Read through the data and report every line in which the word "good" occurs.

Input records:
"""
Issue #11367, opened 2015-08-07
Export after search, missing WHERE clause


profhun:
When you use the Search panel, and the phpmyadmin shows only one record, then push the export button bellow ( choose: 'view output as text' option, don's download the sql ).
Normally this is return the selected/filtered records.
In this (active 4.4.12) version, the phpmyadmin returned the all records, without any filter.

lem9:
It was expected that you would select which rows you wanted (in your case, the one row) before clicking on the "With selected: Export" link below. Maybe we should deactivate these links when nothing has been selected?

devenbansod:
The Export Button in the `Query results operations` section below works fine.

But, the Multi - submit options of Edit, Delete and Export, that @profhun has mentioned do have an unexpected behavior.

I think Marc's suggestion seems good. 
OR
May be we can replicate the behavior of the mult-submits on Structure page which is : 
If one submits/clicks these links without selecting any columns it shows a message saying 'No Column selected'. We can do a similar thing for Browse page as well.

Which of these seems more better ?

profhun:
Another aspect:
You have a table with a million record, then you run a query with where... you gain some hundred records. You see just the first 25/50/100/200 (), and the another few hundred doesn't...

I think the checkboxes are not a good solution. please redo the old method back, or create a new "export whole resultset" button

lem9:
@profhun This other case is correctly handled with Query results operations / Export.

lem9:
@devenbansod Your suggestion seems better, with "No row selected".

devenbansod:
Thanks for the feedback, Marc.

Please see my PR #11369 which tries to fix this issue.

lem9:
@Tithugues IMO this is a bug.

PR #11369, opened 2015-08-08
Fix Issue #11367

devenbansod:
Force the user to select at least one row from the query results if he/she wants to perform an action on some of the rows.

Shows a `No row selected` message if none selected.


lem9:
Nice fix, thanks.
"""
Answer to this problem:
I think Marc's suggestion seems good. 
I think the checkboxes are not a good solution. please redo the old method back, or create a new "export whole resultset" button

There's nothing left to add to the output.